Kareem told MEE there were representatives of about 22 fighting groups still trapped in eastern Aleppo. He said there was a line of cars a kilometre long containing fighters and their families.

Most civilians had now left, although some injured residents and doctors and nurses remained behind.

“They feel like they were supposed to, as per the agreement with the other side, have all left this morning,” said Kareem.

“However they feel like they [the Syrian government forces and its allies] continue to renegotiate and this is frustrating them.”

Asked whether the move risked provoking pro-government forces, Kareem said the rebel fighters had “plenty of experience in terms of dealing with the regime and they simply do not trust them”.

“They think it is possible that they may be wanting to go through the crossing point and somewhere in there there is going to be some kind of trouble and if there is trouble they are certainly going to be ready for it,” he said.

Despite this, Kareem said the rebels were keen to leave and hand over eastern Aleppo to Syrian government forces.

“They are feeling there is potential for trouble.

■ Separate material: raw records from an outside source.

PR #1564, opened 2025-09-05
Add first draft of preference page for bikes

cyc1ingsir:
Related discussion can be found at https://github.com/mytourbook/mytourbook/discussions/1563

### DIFF
--- a/bundles/net.tourbook/src/net/tourbook/data/TourBike.java
+++ b/bundles/net.tourbook/src/net/tourbook/data/TourBike.java
@@ -15,7 +15,9 @@
  *******************************************************************************/
 package net.tourbook.data;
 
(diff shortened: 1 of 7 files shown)


bundles/net.tourbook/src/net/tourbook/data/TourBike.java
```diff
@@ -53,9 +77,6 @@ public class TourBike implements Serializable {
     */
    private int               typeId;
```
wolfgang-ch, line 78: A type should not be an integer value, this is difficult to read, it should be an enum (string) value

wolfgang-ch (changes requested):
this is not a complete review but I added a few comments which I found so far after a short review

PR #1685, opened 2026-05-03
Tour Nutrition fixes and new feature (tour nutrition filter)

FJBDev:


bundles/net.tourbook/src/net/tourbook/tour/filter/TourFilterManager.java
```diff
@@ -1565,6 +1588,28 @@ private static void getSQL_ManualTour(final StringBuilder sqlWhere,
...
+      if (fieldOperator == TourFilterFieldOperator.IS_AVAILABLE) {
+
+         operator = "IN";//$NON-NLS-1$
+
+      } else {
+
+         operator = "NOT IN";//$NON-NLS-1$
+      }
+
+      final String whereClause = String.format(
```
wolfgang-ch, line 1606: I would use this statement to format strings 

`"TOURID %s (SELECT TOURDATA_TOURID FROM %s)".formatted(...)`

-> less code and better readable

FJBDev: What is the benefit since I already use `String.format()` ?

wolfgang-ch: For me it is less writing

PR #1690, opened 2026-05-19
Tour Nutrition View: Update button is now in the contextual menu

FJBDev:


wolfgang-ch:
Currently there is no response in the UI when a product update was performed. I think it is more userfriendly when there is response and the simplest way is to show a message in the statusline with `net.tourbook.common.UI.showStatusLineMessage(String)` which I use e.g. when something is copied into the clipboard

FJBDev:
> Currently there is no response in the UI when a product update was performed. I think it is more userfriendly when there is response and the simplest way is to show a message in the statusline with `net.tourbook.common.UI.showStatusLineMessage(String)` which I use e.g. when something is copied into the clipboard

Yes, when a product is updated, the log view is opened and the differences are displayed

image

wolfgang-ch:
Because I've set the show log to `Never`, so I could not see it. I just created a feature request to make log changes better visible https://github.com/mytourbook/mytourbook/issues/1691

FJBDev:
> Because I've set the show log to `Never`, so I could not see it. I just created a feature request to make log changes better visible #1691

If you want to make log changes better visible, just check again the checkbox to see the log view. That's easier. I don't understand the need to create another place to see log changes, it seems overkill to me

wolfgang-ch:
> > Because I've set the show log to `Never`, so I could not see it. I just created a feature request to make log changes better visible #1691
> 
> If you want to make log changes better visible, just check again the checkbox to see the log view. That's easier. I don't understand the need to create another place to see log changes, it seems overkill to me

I would like to see log changes even when the log view is closed. 

I'll will implement it and I think that is not much work compared with what I'm currently fighting: the sql to filter out tours which do not have an equipment part

bundles/net.tourbook.cloud/src/net/tourbook/cloud/dropbox/DropboxClient.java
```diff
@@ -1,5 +1,5 @@
 /*******************************************************************************
- * Copyright (C) 2020, 2026 Frédéric Bard
+ * Copyright (C) 2020, 2024 Frédéric Bard
```
wolfgang-ch, line 2: Back to the future?

FJBDev: Yes, I had to revert this recent change

image

PR #1740, opened 2026-08-24
Tour Nutrition View: Fix for the recent products

FJBDev:
- Unit tests fixes
- Removed the Suunto 9 import (My very first MT feature back in 2018 !)
- Disabled the Strava upload and initial connection feature


wolfgang-ch:
>     * Removed the Suunto 9 import (My very first MT feature back in 2018 !)

What was the reason why you have removed the Suunto 9 import? It doesn't concern me but such devices can still be available.

FJBDev:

At the same time they are very keen to say that they do not want any trouble. They simply want to fulfill the agreement and hand over the city to the Assad forces and then they will leave.”

Under a deal agreed between rebels and the Syrian government and its allies, both fighters and civilians are guaranteed safe passage to rebel-held areas in Idlib province to the west.

The evacuation operation is being monitored by the International Committee of the Red Cross, while the United Nations Security Council on Monday voted to put monitors on the ground.

Evacuations were continuing from eastern Aleppo on Tuesday, although thousands of people are still believed to be waiting to leave.

A rebel official in Turkey told the Reuters news agency that even after thousands had left on Monday, only about half of the civilians who wanted to leave had done so.

However the Syrian army broadacast messages into eastern Aleppo on Tuesday, warning that it was poised to enter the area during the day and urging opposition fighters to speed up their evacuation.

The evacuations have started, stopped and started again several times over the past few days because of mutual distrust, and amid fears on the rebel side that the Syrian army and allied militias will not let fighters leave.

A parallel operation to evacuate the residents of two Shia-majority villages besieged by the rebels in Idlib was held up after fighters reportedly belonging to Jabhat Fatah al-Sham, formerly the al-Qaeda-linked Nusra Front, torched buses sent there to collect them.

Middle East Eye contributor Zouhir al-Shimale, who was evacuated on Monday, said that the bus on which he was travelling passed through checkpoints controlled by Russian and Iranian forces and by the Lebanese Hezbollah militia.

He said Russian soldiers climbed onboard buses to inspect whether evacuees had weapons with them.

“They were saying you can go back to the regime side and no one will harass you or arrest you but no one listened to them. People were just silent and we moved to the western countryside and no one got hurt or arrested.”

Meanwhile, bleak conditions await civilians arriving in Idlib from eastern Aleppo with aid workers warning that there is not enough shelter, food and medical supplies for the influx of new arrivals.